MySQL 5.1.33, now with 4 secret bugsThu, Apr 9, 2009 in Databases Open Source
Some unsettling things happened in MySQL in the past week or so.
New storage engine not mentioned in the changelog
There’s a bit of a storm brewing over at the MySQL Performance Blog, where Vadim reports discovering a new storage engine added without mention in the 5.1.33 changelog. This is in defiance of the policy of not making changes in a production release. And it certainly belongs in the changelog – but there is no sign that anyone will remedy this problem.
Arjen Lentz, who is ex-MySQL and was Employee #25, reported a bug on the licensing of this storage engine. To my eyes, the engine’s license does not look right to include in a GPL database. Arjen agrees.
But the bug report he entered is now marked secret. This is a great way to draw attention to it. Now I’m wondering: does this have something to do with the MySQL 5.1 community/enterprise split that was announced last year but hasn’t been implemented yet? Maybe they’re going to unwrap something at the conference this year, like they did last year? I hope not. That was unpleasant and should not be repeated.

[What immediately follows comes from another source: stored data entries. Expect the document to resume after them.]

PR #134, opened 2021-07-22
DM-31180: Force printing of pipeline logs.

kfindeisen:
This PR removes the `CliRunner` driver for Gen 3 `ap_verify` and replaces it with a direct `subprocess` call. (Looking back at the discussion that decided to use `CliRunner`, it appears `subprocess` was not even mentioned except as a joke...)

### DIFF
--- a/python/lsst/ap/verify/pipeline_driver.py
+++ b/python/lsst/ap/verify/pipeline_driver.py
@@ -152,6 +152,13 @@ def runApPipeGen3(workspace, parsedCmdLine, processes=1):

Three private bug reports in the changelog
I noticed one private bug report in the 5.1.33 changelog itself. I wrote to the author of the 5.1.33 release announcement about it 3 days ago, but have received no response.
So after seeing that Arjen’s report was private, I just clicked through all the bugs mentioned in the 5.1.33 changelog and found two more that I’m barred from viewing. Here are all three:
* The MD5 algorithm now uses the Xfree implementation. (Bug#42434: http://bugs.mysql.com/42434) * Use of USE INDEX hints could cause EXPLAIN EXTENDED to crash. (Bug#43354: http://bugs.mysql.com/43354) * MySQL 5.1 crashed with index merge algorithm and merge tables. A query in the MyISAM merge table caused a crash if the index merge algorithm was being used. (Bug#40675: http://bugs.mysql.com/40675)
What reason can there be to make those private? I would like to encourage MySQL to discontinue this practice except when vitally necessary to protect client data. In my opinion, when someone submits a private bug to a software project that wants to be open-source, there should be a strong push-back. Private client data can go into a private comment; the whole bug report doesn’t have to be sealed off. Consider the harm caused by private bug reports: it’s now much harder for me to see what changeset fixed the bug. I can’t see any of the discussion about it. I can’t make any decisions about whether it affects me or clients.
I am concerned about the lack of openness and transparency in all of these issues, and others have told me that they are too.